Extent of neuronal loss and activation of reactive astrocytes in ME7-infected C57BL/6J and TgSShpPrP mice
Notable features of prion diseases include activated astrogliosis and microglial and neuronal loss, and these neuropathological features are associated with the accumulation of a conformationally altered PrPSc isoform. We observed decreases in the expression level of NeuN in ME7-infected C57BL/6J and TgSShpPrP mice when compared to that of age-matched non-infected mice (Fig. 5A and C). However, ME7-infected mice brain showed increased expression of GFAP relative to that in non-infected mice (Fig. 5B and C). Immunohistochemical staining results indicated that GFAP immunoreactivity was higher in ME7-infected brains.
DISCUSSION
Scrapie can be experimentally induced in one species by transmission from another species. Interspecies transmission, when successful, results in prolonged incubation periods in the new host. This phenomenon, also known as a transmissibility barrier, has been shown to be abrogated with adaptation of the strain to the new host after 2–3 passages [9,10,11,12]. In this study, the transmissibility of a long-time mouse-adapted ME7 scrapie strain to TgSShpPrP mice was examined. We observed reductions in incubation time from 227.0 ± 6.35 days at first passage to 185.3 ± 5.41 days at second passage and 132 ± 1.55 days at 3rd passage. Consistent with our result is the report that cross-species transmission leads to an inefficient disease process resulting in long incubation time at first passage but becomes shortened after the prion becomes adapted to the new host. This is probably because there is increased efficiency of propagation of the donor PrPSc and the experimentally induced scrapie at second passage as it becomes more adapted to the environment of the recipient host [13,14,15].

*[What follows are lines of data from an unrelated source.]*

Issue #1287, opened 2022-05-05
Create Multiclass Module within Playerclass Feature


wellingtj:
Currently, the class.c file contains a lot of code on multi-classing. This includes functions like multiclass_shortdesc, multiclass_longdesc, multiclass, has_component_class. This code could be contained within its own module, multiclass.c. From there, it would be easier and ideal to implement testing for multiclassing

wellingtj:
it appears the code won't compile. I will debug this tomorrow

wellingtj:
I ahce

wellingtj:
I have fixed the issue and submitted a pull request. I believe I accidentally had some code from another issue I worked on which I removed

lilyehsani:
Issue Score: Excellent

Comments:
Great work! One comment:
1. For a task of this size, we would've expected to see more status updates and/or status updates that were more detailed. For example, it would have been nice to get updates about the debugging and what the bug was/how it was fixed.

PR #1333, opened 2022-05-09
Move the multiclassing features into its own module

wellingtj:
Currently, the class.c file contains a lot of code on multi-classing. This includes functions like multiclass_shortdesc, multiclass_longdesc, multiclass, has_component_class. It would therefore make sense to move the multiclassing features into their own module so that we can expand them. This pull request has taken care of that task as well as all of the necessary changes to the cmake files and header files


wellingtj:
I have refactored multiclassing code into its own module

wellingtj:
This is for issue #1287

Vincent-Zhang4135 (approved):
Jake, you did a great job refactoring player class into a class and multi class functional modules. abstracting away these into these two files will come in handy to future developers that need to use these modules, as they will have an easier time digging into the code base to see what functionalities we support. 

I appreciate your carefulness in also making sure to update the CMakeList.txt to include this new header file when we link/compile our code. From what I see, your code passes the build, and so I would like to approve this and move this onto Lily for a final approval.

lilyehsani (approved):
Looks good to me! Approved.

wellingtj:
All the multiclassing features previously in class.c are in their own module multiclassing.c. The functionality remains intact, the linking works, and the modlue is now completely refactored

lilyehsani:
Issue Score: Excellent

Comments:
Great work on this PR!

PR #1358, opened 2022-05-11
Openworld/room autogenerate

williamhu314:
We have created 2 new functions in this pull request:

1. roomspec_autogenerate, which uses an algorithm and the provided adjacency matrix to output a new roomspec given a current roomspec.
2. room_autogenerate, which given a starting room and a direction, generates a new room in the specified direction from the current room, with the associated roomspec being created by room_autogenerate.

Additionally, included in this pull request is the new specgraph struct, which provides an adjacency matrix showing relationships between roomspecs rather than just a list of roomspecs, which was the functionality of the former speclist struct.

Due to the modification of speclist into specgraph, lots of functions associated with specgraph and lots of tests associated with specgraph or functions using specgraphs do not compile and will need to be completely redesigned and reimplemented. Those functions and tests are temporarily commented out in this pull request. We will uncomment them gradually as we update them to accommodate specgraph. This task will be time consuming so we don’t want to wait for that to be completed before working on other functions.

The demo and demo makefile were also causing issues since they are using the speclist struct. The makefile for the demo was deleted (its contents were moved into the demo in case we need it for reference later).


rohandeme:
Looks good to me!

rohandeme (commented):
All looks good! (part 2)

rohandeme (approved):

src/openworld/src/gen_structs.c
```diff
@@ -192,58 +192,57 @@ roomspec_t* roomspec_new(char *room_name, char *short_desc, char *long_desc, ite
...
-    list->next = NULL;
+    specgraph->num_roomspecs = num_roomspecs;
+    specgraph->roomspecs = roomspecs;
+    specgraph->edges = edges;
     return SUCCESS;
 }
 
 /* see gen_structs.h */
-speclist_t* speclist_new(roomspec_t *spec)
+/*specgraph_t* specgraph_new(roomspec_t *spec)
```
philipchenaux, line 207: why have you commented out specgraph_new and specgraph_free functions?

include/openworld/gen_structs.h
```diff
@@ -67,31 +67,35 @@ typedef struct roomspec {
...
-    struct speclist *prev;
-    struct speclist *next;
-} speclist_t;
+/* specgraph_t struct
+ * This struct functions as an adjacency matrix for the relationships between roomspec_t's
+ * The struct contains:
+ * - int num_roomspecs: The number of different roomspecs available in the game
+ * - roomspec_t roomspecs: list of pointers to roomspecs corresponding to each node on specgraph
+ * - int **edges: edges of graph representing the relationship between each roomspec
+ *                the higher the number, the more likely rooms of this roomspec appear
```
philipchenaux, line 76: It might be worth explaining this further. It is not initially clear why a higher number indicates this.

src/openworld/src/autogenerate.c
```diff
@@ -139,36 +183,34 @@ int multi_room_generate(game_t *game, gencontext_t *context, char *room_id, int
...
 
-    DL_COUNT(spec, tmp, count);
-    int idx = rand() % count, i = 0;
-
-    DL_FOREACH(spec, tmp) {
-        if (i == idx) {
-            return tmp->spec;
+    for(int i=0; i<num_rooms; i++){
+        if(i == idx){
+            return roomspecs[i];
```
philipchenaux, line 210: Using a list like this is fine, but in some ways you are re-inventing the wheel when you can just use existing list implementations.

philipchenaux (changes requested):
I have added a few questions/comments about this PR, although you noted that a lot of the tests break. Ideally you should have a few tests for what you have implemented so far. Especially for the basic functions.

philipchenaux:
I just saw that your new PR addresses some of the issues above. I will review your most recent PR instead.

philipchenaux:
This PR will be closed since all edits are part of https://github.com/uchicago-cs/chiventure/pull/1384

PR #1337, opened 2022-05-09
Quests/player module update

Castel-Jaloux:
Updated the player module (player.h and player.c) within the game-state directory in order to properly integrate quests with the player module. Due to circular dependency issues, we cannot directly import quests into the player module. To resolve this issue, we created player_quest and player_task structs to be included within the player struct, as well as corresponding functions (new, init, free) to ensure that they are properly functional.

PR #1362, opened 2022-05-11
Quests/player update 2

JSerf02:
Updates quest-structs.h, quest-state.h, quest-state.c, and the quest tests to work with the player module and with the new player_quest and player_task structs. Contributes to the same redesign as Pull Request #1337.


JSerf02:
Some of these changes are the same as Pull Request #1337 but I'm not sure why it's showing up as new changes. If there are any differences, the changes from the previous PR should be accepted.

jakeziqiwei (approved):
Everything looks. Some concerns were already addressed in slack!

include/quests/quests_structs.h
```diff
@@ -48,14 +47,14 @@ typedef struct active_mission {
...
- * This union represents a mission. Can be used to create a task.
+ * This struct represents a mission. Can be used to create a task.
  * 
  * Components:
  *  a_mission: an active mission
  *  p_mission: a passive mission
  *
  */
-typedef union mission {
+typedef struct mission {
```
philipchenaux, line 57: Does this imply that a mission must be both an active and passive mission?

src/quests/src/quests_state.c
```diff
@@ -372,21 +335,43 @@ int add_task_to_quest(quest_t *quest, task_t *task_to_add, char *parent_id)
...
 /* Refer to quests_state.h */
-int start_quest(quest_t *quest)
+int can_start_quest(quest_t *quest, player_t *player)
+{
+    stats_hash_t *stats_hash = player->player_stats;
+    double health = get_stat_current(stats_hash, "health");
+
+    if (health >= quest->stat_req->hp && 
+        player->level >= quest->stat_req->level){
+            return 1;
```
philipchenaux: You should stick to the convention of returning either SUCCESS or FAILURE instead of 1 or 0.

include/quests/quests_structs.h
```diff
@@ -134,7 +132,6 @@ typedef struct quest  {
     task_tree_t *task_tree;
     reward_t *reward;
     stat_req_t *stat_req;
-    int status;  
     UT_hash_handle hh;
 } quest_t;
```
philipchenaux, line 131: Make sure that you update the appropriate documentation if you change the structs (i.e remove the explanation of status if you remove it from the struct).

include/quests/quests_structs.h
```diff
@@ -85,7 +84,6 @@ typedef struct task {
     mission_t *mission;
     char *id;
     reward_t *reward;
```
philipchenaux, line 85: Make sure that you remove the `completed` explanation in the comment explaining the task struct.

include/quests/quests_structs.h
philipchenaux: One additional note, make sure that you update the new player_quest_t and player_struct_t structs that you have created in the player.h file to include the documentation about the `completed` field as it is currently not clear as to why quests have a `completion` of type int, while tasks have `completed` of type bool.

philipchenaux (changes requested):
Added a few minor comments to change, but once theses are addressed you should be good to go!

include/quests/quests_structs.h
JSerf02: We had to change it from a union to a struct to get it to pass the tests, since it was originally passing only by unknowingly resetting the mission pointer to NULL so the mission wouldn't actually get checked. This is really just a temporary change though since we already created an entire redesign of the mission system that addresses this issue better and we plan to implement that in the next couple of days.

src/quests/src/quests_state.c
JSerf02: Just switched it to bools. Chose bools instead of SUCCESS/FAILURE because SUCCESS and FAILURE typically correspond to whether or not a function actually did what it was supposed to while here, the function is not returning whether or not it succeeded.

include/quests/quests_structs.h
philipchenaux: Okay this makes sense.

philipchenaux (approved):
I am happy with how this looks. Well done guys.

philipchenaux:
Issue Score: Excellent

Comments:
Great job on this PR!

PR #2210, opened 2025-07-11
feat(fine-granularity): add response type for getting back information about available granularity

hfukada:
Used for new fine-granularity feature.

https://konghq.atlassian.net/browse/MA-4089


adorack (approved):
I think this makes sense.

filipgutica (approved):

PR #2218, opened 2025-07-16
fix: aged out data warning on dashboard tiles

filipgutica:
# Summary

https://konghq.atlassian.net/browse/MA-3901

image

### DIFF
--- a/packages/analytics/dashboard-renderer/src/components/DashboardTile.vue
+++ b/packages/analytics/dashboard-renderer/src/components/DashboardTile.vue
@@ -39,7 +39,9 @@
                 :size="KUI_ICON_SIZE_20"
               />
             </KTooltip>
-            {{ badgeData }}
+            <span class="badge-text">
+              {{ badgeData }}
+            </span>
           </div>
         </KBadge>
         <EditIcon
--- a/packages/analytics/dashboard-renderer/src/components/DashboardTile.vue
+++ b/packages/analytics/dashboard-renderer/src/components/DashboardTile.vue
@@ -26,7 +26,10 @@
         class="tile-actions"
         :data-testid="`tile-actions-${tileId}`"
       >
-        <KBadge v-if="badgeData">
+        <KBadge
+          v-if="badgeData"
+          data-testid="time-range-badge"
+        >
           <div class="badge-content">
             <KTooltip
               v-if="isAgedOutQuery"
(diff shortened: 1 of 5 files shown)


packages/analytics/dashboard-renderer/src/components/DashboardTile.vue
```diff
@@ -26,8 +26,23 @@
...
+            >
+              <WarningIcon
+                :size="KUI_ICON_SIZE_20"
+              />
+            </KTooltip>
+            <span class="badge-text">
+              {{ badgeData }}
+            </span>
+          </div>
         </KBadge>
```
Chalks, line 46: **opinion that I think is a blocker**

This functionality is built into KBadge and I think we should use tooltips the same way in every badge (e.g. tooltip hover target is the whole badge instead of just the icon):

```suggestion
        <KBadge
          v-if="badgeData"
          data-testid="time-range-badge"
          :tooltip="isAgedOutQuery ? agedOutWarning : undefined"
        >
          {{ badgeData }}
          <template
            v-if="isAgedOutQuery"
            #icon
          >
            <WarningIcon :size="KUI_ICON_SIZE_20" />
          </template>
        </KBadge>
```

packages/analytics/dashboard-renderer/src/locales/en.json
```diff
@@ -18,5 +18,19 @@
     "defaultFilename": "Chart export",
     "exportAsCsv": "Export as CSV"
   },
-  "jumpToExplore": "Explore"
+  "jumpToExplore": "Explore",
+  "query_aged_out_warning": "The saved query's granularity of \"{granularity}\" is no longer available because the data has aged out. Update with new granularity to ensure accurate reporting.",
+  "granularities": {
```
Chalks, line 23: **question, definitely not a blocker**

Is there any way we can get these strings from dashboard utilities or something? This seems a little fragile if/when we introduce more granularities. I guess that's not a huge concern as I doubt it happens often. shrug.jpg

Chalks (changes requested):

packages/analytics/dashboard-renderer/src/locales/en.json
Chalks: the more I think about it the less possible this seems. I'm more or less fine with this. I think it would be a huuuuge lift to centralize locale stuff more.

PR #2230, opened 2025-07-20
fix: handle zooming right to left ensure end > start

filipgutica:
# Summary

https://konghq.atlassian.net/browse/MA-4109


packages/analytics/analytics-chart/src/components/chart-plugins/DragSelectPlugin.ts
```diff
@@ -17,12 +17,14 @@ const dispatchEvent = (eventName: string, chart: Chart, pluginInstance: DragSele
...
-    detail: {
-      xStart: xStartValue,
-      xEnd: xEndValue,
-    },
-  }))
+  if (xStartValue && xEndValue) {
+    chart.canvas.dispatchEvent(new CustomEvent<DragSelectEventDetail>(eventName, {
+      detail: {
+        xStart: xStartValue < xEndValue ? xStartValue : xEndValue,
+        xEnd: xEndValue > xStartValue ? xEndValue : xStartValue,
```
jordojordo, line 24: nit: Why not just use `Math.min` and `Math.max` here?

filipgutica: Good idea! 😅

PR #2235, opened 2025-07-21
fix(dashboard): update wording for aged out data warning

filipgutica:
# Summary

https://konghq.atlassian.net/browse/MA-4119

image


packages/analytics/dashboard-renderer/src/locales/en.json
```diff
@@ -19,7 +19,7 @@
     "exportAsCsv": "Export as CSV"
   },
   "jumpToExplore": "Explore",
-  "query_aged_out_warning": "The saved query's granularity of \"{granularity}\" is no longer available because the data has aged out. Update with new granularity to ensure accurate reporting.",
+  "query_aged_out_warning": "Showing {currentGranularity} granularity ({savedGranularity} is no longer available). Update the tile to reflect this.",
```
adorack, line 22: Maybe "update the tile to hide this warning"?

Chalks: I argued Filip out of that wording originally, lol. My reasoning was that it was weird to have the language "to hide this warning" when the warning also had an X to dismiss it (which is true on the report page, not here).

At this point I would almost prefer it was just "Showing 1 hour granularity (1 minute is no longer available)" in all cases. I think everything we've come up with is more confusing and/or requires us to differentiate between viewers/admins.

jordojordo: But if the user doesn't have permission to update the tile, does this "call to action" make sense? There would need to be some "Contact your administrator" message instead.

PR #2241, opened 2025-07-22
fix: split the tooltip behaviour functions

filipgutica:
# Summary


packages/analytics/analytics-chart/src/utils/commonOptions.ts
```diff
@@ -24,21 +22,54 @@ export const tooltipBehavior = (tooltipData: TooltipState, context: ExternalTool
     const colors = tooltip.labelColors
     const valueAxis = context.chart.config?.options?.indexAxis === 'y' ? 'x' : 'y'
 
-    const isBarChart = ['horizontal_bar', 'vertical_bar'].includes(tooltipData.chartType)
+    tooltipData.tooltipContext = formatByGranularity(new Date(tooltip.dataPoints[0].parsed.x), granularity, true)
```
filipgutica, line 25: Just moving around some old code. 

lineChartTooltipBehaviour needs to know about granularity while bar charts do not

packages/analytics/analytics-chart/src/utils/commonOptions.ts
```diff
@@ -1,16 +1,14 @@
...
+import type { GranularityValues } from '@kong-ui-public/analytics-utilities'
 
 export const isTooltipInteractive = (state: TooltipInteractionMode) => {
   return ['interactive', 'zoom-interactive'].includes(state)
 }
 
-// TODO: we should implement a separate tooltip behavior for each broad chart type
-// as the "tooltip behaviors" are beggining to diverge more across chart types.
-export const tooltipBehavior = (tooltipData: TooltipState, context: ExternalTooltipContext) : void => {
+export const lineChartTooltipBehaviour = (tooltipData: TooltipState, context: ExternalTooltipContext, granularity: GranularityValues) : void => {
```
jordojordo, line 11: nit: This is a silly one, but we should be consistent with our locality when naming these things. `Behaviour` (UK spelling) vs. `Behavior` (US spelling).

Since `tooltipBehavior` is defined below, we should go with that spelling.

jordojordo (changes requested):

jordojordo (approved):

PR #2254, opened 2025-07-26
feat(entities-plugins): add engine prop to plugin form

2eha0:
# Summary

### DIFF
--- a/packages/entities/entities-plugins/src/components/PluginEntityForm.vue
+++ b/packages/entities/entities-plugins/src/components/PluginEntityForm.vue
@@ -240,6 +240,7 @@ const props = defineProps({
    */
   engine: {
     type: String,
+    required: false,
   },
 })
 
--- a/packages/entities/entities-plugins/src/components/PluginEntityForm.vue
+++ b/packages/entities/entities-plugins/src/components/PluginEntityForm.vue
@@ -882,7 +882,7 @@ watch(() => props.schema, (newSchema, oldSchema) => {
 }, { immediate: true, deep: true })
 
 onBeforeMount(() => {
-  form.value = parseSchema(props.schema, undefined, undefined, props.engine as any)
+  form.value = parseSchema(props.schema, undefined, undefined, props.engine)
 
   Object.assign(formModel, form.value?.model || {})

The glycosylation profile is one of the biochemical features used to discriminate scrapie strains. Results from our study indicate a change in glycoform patterns; the PrPSc from ME7-infected TgSShpPrP mice brains were predominantly di-glycosylated in contrast to the mono-glycosylated band pattern observed in ME7-infected C57BL/6J mice brains. Similar to our results are those reported by Shi et al. [1]. Similar glycosylation patterns observed at the third passage suggests that the glycosylation profile formed during interspecies transmission can be maintained over serial passaging in the same host [16]. This may also support the suggestion that the brain microenvironment of a new host can have a profound effect on PrPSc properties following interspecies transmission.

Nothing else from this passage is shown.